Propõem um fraseado que afirma
a plena validade do acordo de
Trips e lembram que ele tem suficiente flexibilidade para "enfrentar crises de saúde pública como a
da Aids e outras pandemias".
Disputa pelo título
As duas propostas de texto figuram no esboço de uma declaração
à margem do documento final de
Doha. A guerra é tão acirrada que
não houve acordo prévio nem
mesmo em torno do título do documento.
O Brasil, com o apoio de 51 países em desenvolvimento, queria
"Trips e Saúde Pública". Os Estados Unidos, com o respaldo da
Suíça, preferem "Trips e acesso a
medicamentos".
A batalha das patentes será, certamente, a mais vistosa em Doha,
até porque é eminentemente política. "Não tem ganhos comerciais", reconhece o embaixador
brasileiro em Genebra, Celso
Amorim.
Vida ou lucro
Tem, sim, um enorme apelo, na
medida em que se trata de "escolher entre a vida e o lucro", título
de entrevista com Amorim que o
jornal francês "Libération" publicou segunda-feira.

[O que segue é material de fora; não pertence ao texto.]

PR #108, opened 2023-03-01
Support database-level dump/restore

rishabhtanwar29:
### Description
Added support for dumping a single Babelfish logical database. Changes are
summarized in following bullet points:
1. Added a new option `--bbf-database-name` in both pg_dumpall and pg_dump to
let user provide the name of logical database to be dumped.
2. Fetch all the physical schema names corresponding to the given logical database
and add all of them into `schema_include_patterns` list. With this, existing dump
logic will make sure to only dump all these schemas as well as all the objects
contained by these schemas.
3. Function `bbf_selectDumpableTableData` takes care of explicitly marking all
Babelfish catalog table data to be dumped.
4. We need to selectively dump the Babelfish catalog table data corresponding to
given logical database which is being handled by function `getCursorForBbfCatalogTableData`
for `COLUMN-INSERT` and `fixCopyCommand` for `COPY`. These function prepares
query using joins and conditions to filter the data.
5. We skip dumping the `dbid` column as it might conflict with the existing database's `dbid`
so we generate the new `dbid` during restore. It has been handled for both `COLUMN-INSERT`
and `COPY` options:
 a. `COPY`: Implemented a hook `fill_missing_values_in_copyfrom_hook` which will use the
 sequence to generate the new `dbid`.  
 b. `COLUMN-INSERT`: Used existing `pre_parse_analyze_hook` hook to handle this case.
5. Added a new file `dumpall_babel_utils.c` to implement Babelfish specific logic to
selectively dump users. New file is needed since existing `dump_babel_utils.c` can't
be used with pg_dumpall utility.
7. Logins do not belong to a single database so we will not be dumping the logins so it and
we will only dump default users of the database (dbo, db_owner and db_guest).
Due to this `CREATE` and `INSERT` might fail for certain logins but it should be fine.
8. Current implementation does not dump foreign servers and foreign data wrappers as
these are global objects and does not belong to a single logical database.
9. **Note**: A logical database with certain migration mode (single-db/multi-db) can only be 
restored on the Babelfish server with the same migration mode. Which means a single-db
database can be restored only on single-db Babelfish server, same thing applies to multi-db.
Although the builtin databases like `master` can be restored on any kind of server.

Task: BABEL-3870
 
### Check List

### DIFF
--- a/src/bin/pg_dump/dump_babel_utils.c
+++ b/src/bin/pg_dump/dump_babel_utils.c
@@ -34,8 +34,11 @@
 static const CatalogId nilCatalogId = {0, 0};
 static char *escaped_bbf_db_name = NULL;
 static int bbf_db_id = 0;
+static SimpleOidList catalog_table_include_oids = {NULL, NULL};
 
 static char *getMinOid(Archive *fout);
+static bool isBabelfishConfigTable(TableInfo *tbinfo);
+static void addFromClauseForLogicalDatabaseDump(PQExpBuffer buf, TableInfo *tbinfo, bool is_builtin_db);
 
 static char *
 getMinOid(Archive *fout)
@@ -109,6 +112,27 @@ isBabelfishDatabase(Archive *fout)
 }
 
 /*
+ * isBabelfishConfigTable:
+ * Returns true if given table is a configuration table (for which catalog
+ * table data needs to be dumped), false otherwise.
+ * It is mainly used during Babelfish logical database dump.
+ */
+static bool
+isBabelfishConfigTable(TableInfo *tbinfo)
+{
+	/* We don't want to dump logins during logical database dump */
+	if (tbinfo && tbinfo->dobj.namespace &&
+		strcmp(tbinfo->dobj.name, "babelfish_authid_login_ext") == 0)
+		return false;
+
+	if (catalog_table_include_oids.head != NULL &&
+		simple_oid_list_member(&catalog_table_include_oids, tbinfo->dobj.catId.oid))
+		return true;
+
+	return false;
+}
+
+/*
  * dumpBabelGUCs:
  * Dumps Babelfish specific GUC settings if current
  * database is a Babelfish database.
@@ -123,10 +147,13 @@ dumpBabelGUCs(Archive *fout)
 		return;
 
 	qry = createPQExpBuffer();
-	oid = getMinOid(fout);
 	appendPQExpBufferStr(qry, "SET babelfishpg_tsql.dump_restore = TRUE;\n");
-	appendPQExpBuffer(qry, "SET babelfishpg_tsql.dump_restore_min_oid = %s;\n", oid);
-	free(oid);
+	if (fout->dopt->binary_upgrade)
+	{
+		oid = getMinOid(fout);
+		appendPQExpBuffer(qry, "SET babelfishpg_tsql.dump_restore_min_oid = %s;\n", oid);
+		free(oid);
+	}
 
 	ArchiveEntry(fout, nilCatalogId, createDumpId(),
 				 ARCHIVE_OPTS(.tag = "BABELFISHGUCS",
@@ -173,7 +200,7 @@ bbf_selectDumpableCast(CastInfo *cast)
 /*
  * bbf_selectDumpableTableData:
  * Marks Babelfish catalog table data to be dumped if not in binary-upgrade mode.
- * It is mostly used during Babelfish logical database dump as none of the extensions
+ * It is mainly used during Babelfish logical database dump as none of the extensions
  * are marked to be dumped so catalog table data explicitly need to be marked as dumpable.
  */
 void
@@ -182,17 +209,8 @@ bbf_selectDumpableTableData(TableInfo *tbinfo, Archive *fout)
 	if (!isBabelfishDatabase(fout) || fout->dopt->binary_upgrade)
 		return;
 
-	if (tbinfo && tbinfo->dobj.namespace &&
-		strcmp(tbinfo->dobj.namespace->dobj.name, "sys") == 0 &&
-		(strcmp(tbinfo->dobj.name, "babelfish_sysdatabases") == 0 ||
-		 strcmp(tbinfo->dobj.name, "babelfish_namespace_ext") == 0 ||
-		 strcmp(tbinfo->dobj.name, "babelfish_function_ext") == 0 ||
-		 strcmp(tbinfo->dobj.name, "babelfish_authid_user_ext") == 0 ||
-		 strcmp(tbinfo->dobj.name, "babelfish_view_def") == 0 ||
-		 strcmp(tbinfo->dobj.name, "babelfish_domain_mapping") == 0))
-	{
+	if (isBabelfishConfigTable(tbinfo))
 		tbinfo->dobj.dump |= DUMP_COMPONENT_DATA;
-	}
 }
 
 /*
@@ -656,9 +674,21 @@ prepareForLogicalDatabaseDump(Archive *fout, SimpleStringList *schema_include_pa
 
 	bbf_db_id = atooid(PQgetvalue(res, 0, PQfnumber(res, "dbid")));
 	PQclear(res);
-	destroyPQExpBuffer(query);
+	resetPQExpBuffer(query);
 
-	query = createPQExpBuffer();
+	/* Get oids of all the Babelfish catalog configuration tables */
+	appendPQExpBufferStr(query,
+						 "SELECT unnest(extconfig)::oid "
+						 "FROM pg_catalog.pg_extension "
+						 "WHERE extname = 'babelfishpg_tsql';");
+	res = ExecuteSqlQuery(fout, query->data, PGRES_TUPLES_OK);
+	ntups = PQntuples(res);
+	for (i = 0; i < ntups; i++)
+		simple_oid_list_append(&catalog_table_include_oids, atooid(PQgetvalue(res, i, 0)));
+
+	PQclear(res);
+	resetPQExpBuffer(query);
+
 	/* Get all the physical schema names from sys.babelfish_namespace_ext with given dbid */
 	appendPQExpBuffer(query,
 					  "SELECT pg_catalog.quote_ident(nspname) AS nspname "
@@ -676,9 +706,8 @@ prepareForLogicalDatabaseDump(Archive *fout, SimpleStringList *schema_include_pa
 	{
 		char *schema_name;
 
-		schema_name = pg_strdup(PQgetvalue(res, i, PQfnumber(res, "nspname")));
+		schema_name = PQgetvalue(res, i, PQfnumber(res, "nspname"));
 		simple_string_list_append(schema_include_patterns, schema_name);
-		pfree(schema_name);
 	}
 
 	PQclear(res);
@@ -686,11 +715,11 @@ prepareForLogicalDatabaseDump(Archive *fout, SimpleStringList *schema_include_pa
 }
 
 /*
- * getBabelfishDependencies:
+ * setBabelfishDependenciesForLogicalDatabaseDump:
  * Sets required dependencies for babelfish objects.
  */
 void
-getBabelfishDependencies(Archive *fout)
+setBabelfishDependenciesForLogicalDatabaseDump(Archive *fout)
 {
 	PQExpBuffer		query;
 	PGresult		*res;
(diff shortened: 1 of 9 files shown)


src/bin/pg_dump/dump_babel_utils.c
```diff
@@ -541,3 +612,326 @@ updateExtConfigArray(Archive *fout, char ***extconfigarray, int nconfigitems)
...
+
+	/*
+	 * Add all physical schemas corresponding to the logical database into
+	 * schema_include_patterns so that we dump only those schemas.
+	 */
+	for (i = 0; i < ntups; i++)
+	{
+		char *schema_name;
+
+		schema_name = pg_strdup(PQgetvalue(res, i, PQfnumber(res, "nspname")));
```
surendravishnoi: why to create a dup string if we immediately free it?

src/bin/pg_dump/dump_babel_utils.c
```diff
@@ -541,3 +612,326 @@ updateExtConfigArray(Archive *fout, char ***extconfigarray, int nconfigitems)
...
+
+	resetPQExpBuffer(buf);
+	appendPQExpBufferStr(buf, "DECLARE _pg_dump_cursor CURSOR FOR SELECT ");
+	*nfields = 0;
+	for (i = 0; i < tbinfo->numatts; i++)
+	{
+		if (tbinfo->attisdropped[i])
+			continue;
+		/* Skip dbid column, we will generate new database id during restore. */
+		if (!is_builtin_db && strcmp(tbinfo->attnames[i], "dbid") == 0)
```
surendravishnoi: why buildin_db is exception here?

src/bin/pg_dump/dump_babel_utils.c
```diff
@@ -124,6 +170,31 @@ bbf_selectDumpableCast(CastInfo *cast)
...
+ */
+void
+bbf_selectDumpableTableData(TableInfo *tbinfo, Archive *fout)
+{
+	if (!isBabelfishDatabase(fout) || fout->dopt->binary_upgrade)
+		return;
+
+	if (tbinfo && tbinfo->dobj.namespace &&
+		strcmp(tbinfo->dobj.namespace->dobj.name, "sys") == 0 &&
+		(strcmp(tbinfo->dobj.name, "babelfish_sysdatabases") == 0 ||
```
surendravishnoi: how do we make sure that a new catalog table or schema change is also taken care of in utility as well?

src/bin/pg_dump/dump_babel_utils.c
```diff
@@ -91,6 +108,35 @@ isBabelfishDatabase(Archive *fout)
...
+	char		*oid;
+	PQExpBuffer	qry;
+
+	if (!isBabelfishDatabase(fout))
+		return;
+
+	qry = createPQExpBuffer();
+	oid = getMinOid(fout);
+	appendPQExpBufferStr(qry, "SET babelfishpg_tsql.dump_restore = TRUE;\n");
+	appendPQExpBuffer(qry, "SET babelfishpg_tsql.dump_restore_min_oid = %s;\n", oid);
```
surendravishnoi: why are we dumping min oid?

src/bin/pg_dump/dump_babel_utils.c
```diff
@@ -541,3 +612,326 @@ updateExtConfigArray(Archive *fout, char ***extconfigarray, int nconfigitems)
...
+	PQExpBuffer	q;
+	int			i;
+	bool		is_builtin_db = false;
+	bool		needComma = false;
+
+	if (!isBabelfishDatabase(fout) || bbf_db_name == NULL)
+		return;
+
+	if (tbinfo->dobj.namespace == NULL ||
+		strcmp(tbinfo->dobj.namespace->dobj.name, "sys") != 0 ||
```
surendravishnoi: catalog table list based decision are done at multiple places. Put them in a separate function

src/bin/pg_dump/dump_babel_utils.c
```diff
@@ -541,3 +612,326 @@ updateExtConfigArray(Archive *fout, char ***extconfigarray, int nconfigitems)
...
+		appendPQExpBuffer(copyBuf, "COPY %s (%s) FROM stdin;\n",
+						  fmtQualifiedDumpable(tbinfo),
+						  q->data);
+	else
+	{
+		appendPQExpBuffer(copyBuf, "COPY (SELECT %s ",
+						  q->data);
+		destroyPQExpBuffer(q);
+
+		if (strcmp(tbinfo->dobj.name, "babelfish_sysdatabases") == 0)
```
surendravishnoi: see if this logic can be shared with above function

src/bin/pg_dump/dumpall_babel_utils.c
```diff
@@ -0,0 +1,129 @@
...
+	char	*escaped_bbf_db_name;
+	bool	is_builtin_db = false;
+
+	if (!bbf_db_name)
+		return;
+
+	is_builtin_db = (pg_strcasecmp(bbf_db_name, "master") == 0 ||
+			pg_strcasecmp(bbf_db_name, "tempdb") == 0 ||
+			pg_strcasecmp(bbf_db_name, "msdb") == 0)
+			? true : false;
```
surendravishnoi, line 46: does anything at all is required for built in db?

src/bin/pg_dump/pg_dump.c
```diff
@@ -413,6 +416,7 @@ main(int argc, char **argv)
 		{"on-conflict-do-nothing", no_argument, &dopt.do_nothing, 1},
 		{"rows-per-insert", required_argument, NULL, 10},
 		{"include-foreign-data", required_argument, NULL, 11},
+		{"bbf-database-name", required_argument, NULL, 12},
```
surendravishnoi: this is problematic as community can use 12 in future and we have to resolve it every time. May be use a large number to leave sufficient buffer for community

src/bin/pg_dump/dump_babel_utils.c
2jungkook: Dumping min oid would be only needed for binary_upgrade.

src/bin/pg_dump/dump_babel_utils.c
```diff
@@ -541,3 +612,326 @@ updateExtConfigArray(Archive *fout, char ***extconfigarray, int nconfigitems)
...
+	PQclear(res);
+	destroyPQExpBuffer(query);
+}
+
+/*
+ * getBabelfishDependencies:
+ * Sets required dependencies for babelfish objects.
+ */
+void
+getBabelfishDependencies(Archive *fout)
```
2jungkook: Usually, `get` means returning something. In this case, I think `set` or `prepare` could be a better naming. Also, I'd suggest to add a suffix like `ForLogicalDatabaseDump` to make its use case more clear.

src/bin/pg_dump/pg_dump.c
```diff
@@ -2166,6 +2181,7 @@ dumpTableData_insert(Archive *fout, const void *dcontext)
 	if (tdinfo->filtercond)
 		appendPQExpBuffer(q, " %s", tdinfo->filtercond);
 
+	getCursorForBbfCatalogTableData(fout, tbinfo, q, &nfields);
```
2jungkook: Rather than `get`, I think this is more like `fix` or `reset` because it resets `PQExpBuffer` and `nfields`. Same arguments can be applied for other function names.

src/bin/pg_dump/dump_babel_utils.c
```diff
@@ -541,3 +612,326 @@ updateExtConfigArray(Archive *fout, char ***extconfigarray, int nconfigitems)
...
+						  fmtQualifiedDumpable(tbinfo), escaped_bbf_db_name, escaped_bbf_db_name,
+						  escaped_bbf_db_name);
+		/*
+		 * Builtin db users will already be present in the target
+		 * server so no need to dump their catalog data.
+		 */
+		if (is_builtin_db)
+			appendPQExpBufferStr(buf, "LIMIT 0 ");
+	}
+	else
```
2jungkook: Seems like it is only for `babelfish_domain_mapping`. Let's make it explicit and error out for the `else` block.

src/bin/pg_dump/dump_babel_utils.c
```diff
@@ -541,3 +612,326 @@ updateExtConfigArray(Archive *fout, char ***extconfigarray, int nconfigitems)
...
+			pg_strcasecmp(bbf_db_name, "tempdb") == 0 ||
+			pg_strcasecmp(bbf_db_name, "msdb") == 0)
+			? true : false;
+
+	resetPQExpBuffer(buf);
+	appendPQExpBufferStr(buf, "DECLARE _pg_dump_cursor CURSOR FOR SELECT ");
+	*nfields = 0;
+	for (i = 0; i < tbinfo->numatts; i++)
+	{
+		if (tbinfo->attisdropped[i])
```
2jungkook: nit; for future safety, let's add the corresponding logic or throw errors for generated columns, e.g.,
```
		if (tbinfo->attgenerated[i] && dopt->column_inserts)
			continue;
		if (tbinfo->attgenerated[i])
			appendPQExpBufferStr(q, "NULL");
		else
			appendPQExpBufferStr(q, fmtId(tbinfo->attnames[i]));
		attgenerated[nfields] = tbinfo->attgenerated[i];
```

src/bin/pg_dump/dump_babel_utils.c
```diff
@@ -541,3 +612,326 @@ updateExtConfigArray(Archive *fout, char ***extconfigarray, int nconfigitems)
...
+			appendPQExpBufferStr(q, "a.");
+		appendPQExpBufferStr(q, fmtId(tbinfo->attnames[i]));
+		needComma = true;
+	}
+
+	resetPQExpBuffer(copyBuf);
+	if (isFrom)
+		appendPQExpBuffer(copyBuf, "COPY %s (%s) FROM stdin;\n",
+						  fmtQualifiedDumpable(tbinfo),
+						  q->data);
```
2jungkook, line 934: may need to destroy `q`?

src/bin/pg_dump/dump_babel_utils.c
rishabhtanwar29: Yeah right, I didn't realize this while moving this piece of code from pg_dump.c to here.

src/bin/pg_dump/dump_babel_utils.c
rishabhtanwar29: Missed this while refactoring the code.

src/bin/pg_dump/dump_babel_utils.c
rishabhtanwar29: Actually the idea for the function name came from original pg_dump function [getDependencies](https://github.com/babelfish-for-postgresql/postgresql_modified_for_babelfish/blob/BABEL_3_X_DEV__PG_15_X/src/bin/pg_dump/pg_dump.c#L17759) but I too agree with your suggestion of using `set`.

src/bin/pg_dump/dump_babel_utils.c
rishabhtanwar29: Yup

src/bin/pg_dump/pg_dump.c
rishabhtanwar29: Makes sense.

src/bin/pg_dump/pg_dump.c
rishabhtanwar29: Changed it 30 which I think should be good since it's very unlikely for dump utility to get 19 more options.

src/bin/pg_dump/dump_babel_utils.c
rishabhtanwar29: In case of builtin db, we will dump the dbid column since we don't need to regenerate it during restore as DBIDs are fixed for builtin dbs. updated the comment as well.

src/bin/pg_dump/dump_babel_utils.c
rishabhtanwar29: Done.

src/bin/pg_dump/dump_babel_utils.c
rishabhtanwar29: Added a helper function for it.

src/bin/pg_dump/dump_babel_utils.c
rishabhtanwar29: Done!

src/bin/pg_dump/dump_babel_utils.c
rishabhtanwar29: Done!

src/bin/pg_dump/dumpall_babel_utils.c
rishabhtanwar29: Actually we don't want to dump the built users/roles as they we would already be present in the target server.

src/bin/pg_dump/dump_babel_utils.c
rishabhtanwar29: I have added a new helper function `isBabelfishConfigTable` which actually checks if the current table is extension configuration table or not. So now we are not hard-coding the table names. But for filtering logic, we would have to add new logic in pg_dump utility for new catalog tables.

src/bin/pg_dump/dumpall_babel_utils.c
surendravishnoi: I meant it is necessary to return query with LIMIT 0 or can't we return an empty string or equivalent of no-op query

src/bin/pg_dump/dumpall_babel_utils.c
```diff
@@ -0,0 +1,129 @@
...
+						  escaped_bbf_db_name, escaped_bbf_db_name);
+
+		/* builtin db users will already be present in the target server so no need to dump them */
+		if (is_builtin_db)
+			appendPQExpBufferStr(buf, "LIMIT 0");
+	}
+}
+
+/*
+ * Returns query to fetch al the roles, members and grantors related
```
surendravishnoi: al -> all

surendravishnoi (dismissed):

src/bin/pg_dump/dumpall_babel_utils.c
rishabhtanwar29: Yeah I think there can be other ways to do this since LIMIT 0 is actually not necessary here but since LIMIT 0 has constant execution time (no performance impact as such) so it looked simpler to use and is more readable. We can't send empty string as we execute that string/query later.

src/bin/pg_dump/dumpall_babel_utils.c
rishabhtanwar29: Fixed!

2jungkook (dismissed):

src/bin/pg_dump/dump_babel_utils.c
```diff
@@ -121,8 +121,9 @@ static bool
 isBabelfishConfigTable(TableInfo *tbinfo)
 {
 	/* We don't want to dump logins during logical database dump */
-	if (tbinfo && tbinfo->dobj.namespace &&
-		strcmp(tbinfo->dobj.name, "babelfish_authid_login_ext") == 0)
+	if (tbinfo->relkind != RELKIND_RELATION ||
```
surendravishnoi: if we are checking for tbinfo being not null, it should come first

rishabhtanwar29: Fixed!

surendravishnoi (approved):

O embaixador diz que o título é
um exagero, mas afirma: "O ideal
é não ter que escolher entre a vida
e o lucro. Mas, em certos momentos, é preciso escolher".
O governo norte-americano
acha que essa é uma falsa dicotomia. Na quinta-feira, em conversa
com jornalistas com o compromisso de não-divulgação do nome, um alto funcionário do USTr
disse que "a proteção à propriedade intelectual, tal como prevista
na OMC, pode ser respeitada, e os
países podem ainda assim responder eficazmente à emergências em saúde pública".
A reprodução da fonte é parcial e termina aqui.